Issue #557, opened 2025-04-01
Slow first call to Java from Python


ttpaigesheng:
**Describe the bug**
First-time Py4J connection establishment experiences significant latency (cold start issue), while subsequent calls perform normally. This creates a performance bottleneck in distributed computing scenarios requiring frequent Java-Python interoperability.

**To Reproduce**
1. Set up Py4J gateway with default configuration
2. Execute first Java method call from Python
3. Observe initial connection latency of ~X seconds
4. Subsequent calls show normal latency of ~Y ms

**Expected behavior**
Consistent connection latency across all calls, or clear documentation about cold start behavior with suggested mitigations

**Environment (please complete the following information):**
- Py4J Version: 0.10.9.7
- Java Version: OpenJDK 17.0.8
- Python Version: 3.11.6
○ ○ ○
_Exercise details_:
This exercise requires that all of the entries be repeated exactly.

_Solution_:
Issue #557, opened 2025-04-01
Slow first call to Java from Python


ttpaigesheng:
**Describe the bug**
First-time Py4J connection establishment experiences significant latency (cold start issue), while subsequent calls perform normally. This creates a performance bottleneck in distributed computing scenarios requiring frequent Java-Python interoperability.

**To Reproduce**
1. Set up Py4J gateway with default configuration
2. Execute first Java method call from Python
3. Observe initial connection latency of ~X seconds
4. Subsequent calls show normal latency of ~Y ms

**Expected behavior**
Consistent connection latency across all calls, or clear documentation about cold start behavior with suggested mitigations

**Environment (please complete the following information):**
- Py4J Version: 0.10.9.7
- Java Version: OpenJDK 17.0.8
- Python Version: 3.11.6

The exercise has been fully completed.